TASK STATEMENT
Narrow the data below down to the lines containing "files".

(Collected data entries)
PR #685, opened 2026-04-15
frozen-abi: allow for api_digest, abi_digest in frozen_abi macro separately

puhtaytow:
### Description

Currently, the `frozen_abi`  proc macro requires providing an `api_digest`,  while this behavior is correct in many cases, not all scenarios require strict API compatibility checks—sometimes stable serialization alone is sufficient.

### Summary of changes
- Turned `api_digest` attribute in `frozen_abi` proc macro, as optional, enforcing providing at least one digest, either `api_digest` or `abi_digest`
- Updated docs
- Added test with `StableAbi` only

### DIFF
--- a/frozen-abi-macro/src/lib.rs
+++ b/frozen-abi-macro/src/lib.rs
@@ -311,37 +311,41 @@ pub fn derive_abi_enum_visitor(item: TokenStream) -> TokenStream {
 fn quote_for_test(
     test_mod_ident: &Ident,
     type_name: &Ident,
-    expected_api_digest: &str,
+    expected_api_digest: Option<&str>,
     expected_abi_digest: Option<&str>,
     abi_serializer: AbiSerializer,
 ) -> TokenStream2 {
-    let test_api = quote! {
-            #[test]
-            fn test_api_digest() {
-                use ::solana_frozen_abi::abi_example::{AbiExample, AbiEnumVisitor};
+    let test_api = if expected_api_digest.is_some() {
+        quote! {
+                #[test]
+                fn test_api_digest() {
+                    use ::solana_frozen_abi::abi_example::{AbiExample, AbiEnumVisitor};
 
-                let mut digester = ::solana_frozen_abi::abi_digester::AbiDigester::create();
-                let example = <#type_name>::example();
-                let result = <_>::visit_for_abi(&&example, &mut digester);
-                let mut hash = digester.finalize();
-                if result.is_err() {
-                    ::std::eprintln!("Error: digest error: {:#?}", result);
-                }
-                result.unwrap();
-                let actual_digest = ::std::format!("{}", hash);
-                if ::std::env::var("SOLANA_ABI_BULK_UPDATE").is_ok() {
-                    if #expected_api_digest != actual_digest {
-                        ::std::eprintln!("sed -i -e 's/{}/{}/g' $(git grep --files-with-matches frozen_abi)", #expected_api_digest, hash);
+                    let mut digester = ::solana_frozen_abi::abi_digester::AbiDigester::create();
+                    let example = <#type_name>::example();
+                    let result = <_>::visit_for_abi(&&example, &mut digester);
+                    let mut hash = digester.finalize();
+                    if result.is_err() {
+                        ::std::eprintln!("Error: digest error: {:#?}", result);
                     }
-                    ::std::eprintln!("Warning: Not testing the abi digest under SOLANA_ABI_BULK_UPDATE!");
-                } else {
-                    if let Ok(dir) = ::std::env::var("SOLANA_ABI_DUMP_DIR") {
-                        assert_eq!(#expected_api_digest, actual_digest, "Possibly API changed? Examine the diff in SOLANA_ABI_DUMP_DIR!: \n$ diff -u {}/*{}* {}/*{}*", dir, #expected_api_digest, dir, actual_digest);
+                    result.unwrap();
+                    let actual_digest = ::std::format!("{}", hash);
+                    if ::std::env::var("SOLANA_ABI_BULK_UPDATE").is_ok() {
+                        if #expected_api_digest != actual_digest {
+                            ::std::eprintln!("sed -i -e 's/{}/{}/g' $(git grep --files-with-matches frozen_abi)", #expected_api_digest, hash);
+                        }
+                        ::std::eprintln!("Warning: Not testing the abi digest under SOLANA_ABI_BULK_UPDATE!");
                     } else {
-                        assert_eq!(#expected_api_digest, actual_digest, "Possibly API changed? Confirm the diff by rerunning before and after this test failed with SOLANA_ABI_DUMP_DIR!");
+                        if let Ok(dir) = ::std::env::var("SOLANA_ABI_DUMP_DIR") {
+                            assert_eq!(#expected_api_digest, actual_digest, "Possibly API changed? Examine the diff in SOLANA_ABI_DUMP_DIR!: \n$ diff -u {}/*{}* {}/*{}*", dir, #expected_api_digest, dir, actual_digest);
+                        } else {
+                            assert_eq!(#expected_api_digest, actual_digest, "Possibly API changed? Confirm the diff by rerunning before and after this test failed with SOLANA_ABI_DUMP_DIR!");
+                        }
                     }
                 }
-            }
+        }
+    } else {
+        TokenStream2::new()
     };
 
     let abi_serialize_expr = match abi_serializer {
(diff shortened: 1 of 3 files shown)


puhtaytow:
@kskalski This one for you :pray:  It would allow removing  `serde::Serialize` from types where we don't need to check api compatibility, but only care about serialization. In such cases the new proc macro `stable_serialize` should be used instead of `frozen_abi`.

frozen-abi/src/lib.rs
```diff
@@ -1,29 +1,46 @@
 //! # StableAbi
 //!
-//! The `StableAbi` is an optional extension to `frozen-abi` that provides functionality for
-//! detecting unintended encoding changes. It is designed to be used in conjunction with the
-//! mandatory `AbiExample`.
+//! The `StableAbi` provides functionality for detecting unintended encoding changes.
+//!
+//! There are two supported workflows:
+//! - `#[frozen_abi(...)]`: API digest + optional ABI digest checks
+//! - `#[stable_serialize(...)]`: ABI digest-only checks for types that only need stable
```
kskalski: shouldn't we just make `api_digest` optional? this way we would actually arrive in the semantically correct and consistent usage of `#[frozen_abi(abi_digest = "..")]`, which checks ABI not API :)

puhtaytow: we thinking similar, but Jon is right in this case https://github.com/anza-xyz/solana-sdk/pull/443#discussion_r2550274112 :)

ANSWER AREA
-                        ::std::eprintln!("sed -i -e 's/{}/{}/g' $(git grep --files-with-matches frozen_abi)", #expected_api_digest, hash);
+                            ::std::eprintln!("sed -i -e 's/{}/{}/g' $(git grep --files-with-matches frozen_abi)", #expected_api_digest, hash);
(diff shortened: 1 of 3 files shown)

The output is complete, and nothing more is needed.